[Dataset excerpts]
BEGIN

PR #3949, opened 2022-03-10
Fix/platform checkout my account email

mdmoore:

Platform Checkout removes the core email field. It was also being removed from the My Account > Addresses page. This ensures that the field is only affected on the Checkout page.

#### Testing instructions

* Enable Platform Checkout
* Using shortcode checkout, add a product to the cart and proceed to checkout
* Check that email field appears at the top of the checkout page
* Navigate to My Account > Addresses and add/edit a Billing Address
* Check that the email field appears on the page

-------------------

**Post merge**

### DIFF
--- a/includes/class-wc-payments.php
+++ b/includes/class-wc-payments.php
@@ -960,10 +960,8 @@ class WC_Payments {
 	 */
 	public static function filter_woocommerce_form_field_platform_checkout_email( $field, $key, $args, $value ) {
 		$class = $args['class'][0];
-		if ( is_checkout() ) {
-			if ( false === strpos( $class, 'platform-checkout-billing-email' ) ) {
-				$field = '';
-			}
+		if ( false === strpos( $class, 'platform-checkout-billing-email' ) && ( is_checkout() || is_checkout_pay_page() ) ) {
+			$field = '';
 		}
 		return $field;
 	}
--- a/includes/class-wc-payments.php
+++ b/includes/class-wc-payments.php
@@ -960,8 +960,10 @@ class WC_Payments {
 	 */
 	public static function filter_woocommerce_form_field_platform_checkout_email( $field, $key, $args, $value ) {
 		$class = $args['class'][0];
-		if ( false === strpos( $class, 'platform-checkout-billing-email' ) ) {
-			$field = '';
+		if ( is_checkout() ) {
+			if ( false === strpos( $class, 'platform-checkout-billing-email' ) ) {
+				$field = '';
+			}
 		}
 		return $field;
 	}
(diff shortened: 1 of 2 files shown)


includes/class-wc-payments.php
```diff
@@ -960,8 +960,10 @@ public static function platform_checkout_fields_before_billing_details() {
 	 */
 	public static function filter_woocommerce_form_field_platform_checkout_email( $field, $key, $args, $value ) {
 		$class = $args['class'][0];
-		if ( false === strpos( $class, 'platform-checkout-billing-email' ) ) {
-			$field = '';
+		if ( is_checkout() ) {
+			if ( false === strpos( $class, 'platform-checkout-billing-email' ) ) {
```
ricardo, line 964: Nit: I personally would prefer these two conditions in the same `if` block, just because it's equivalent with one less instruction:

```php
if (
    false === strpos( $class, 'platform-checkout-billing-email' ) &&
    is_checkout()
) {
```

ricardo (commented):
LGTM, tests well 👍.

Do you know if it's possible to have the "Pay for order" page ever ask for billing details? When you manually create an order from wp-admin, and then go to the "Customer payment page →" link.

If that's ever possible, I think `is_checkout()` will also return `true` for that page, and we may want to add an additional check for `! is_wc_endpoint_url( 'order-pay' )`.

includes/class-wc-payments.php
mdmoore: Good call! I can't think of any scenarios within core that would load the checkout form on the Pay for Order page, but it must be possible since [is_checkout_pay_page()](https://github.com/woocommerce/woocommerce/blob/0a381f422b94e6c9866b73d5790e2bace8186ca6/plugins/woocommerce/includes/wc-conditional-functions.php#L123) exists. I'll combine those in the same block as mentioned above.

mdmoore:
@ricardo I've updated to ignore the Pay for Order page now. Let me know if you think of anything else.

includes/class-wc-payments.php
ricardo: Just to clarify, we want to hide the old billing email field from the shortcode checkout, but not from the "pay for order" page, if it's ever possible to have a billing form there, right?

I've tested this:

- `is_checkout()` ✅ for the classic checkout page, ✅ for the pay for order page.
- `is_checkout_pay_page()` ❌ for the classic checkout page, ✅ for the pay for order page.

In that case, I guess we would want to make sure we're on the checkout page, but not on the pay for order page:

```php
if ( false === strpos( $class, 'platform-checkout-billing-email' ) && is_checkout() && ! is_checkout_pay_page() ) {
```

mdmoore: >we want to hide the old billing email field from the shortcode checkout, but not from the "pay for order" page

Yep. This was a silly mistake on my part. Thanks for catching it!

END

» **Required work**: Find and copy each line above holding "core".

» **Answer section**:
Platform Checkout removes the core email field. It was also being removed from the My Account > Addresses page. This ensures that the field is only affected on the Checkout page.
mdmoore: Good call! I can't think of any scenarios within core that would load the checkout form on the Pay for Order page, but it must be possible since [is_checkout_pay_page()](https://github.com/woocommerce/woocommerce/blob/0a381f422b94e6c9866b73d5790e2bace8186ca6/plugins/woocommerce/includes/wc-conditional-functions.php#L123) exists. I'll combine those in the same block as mentioned above.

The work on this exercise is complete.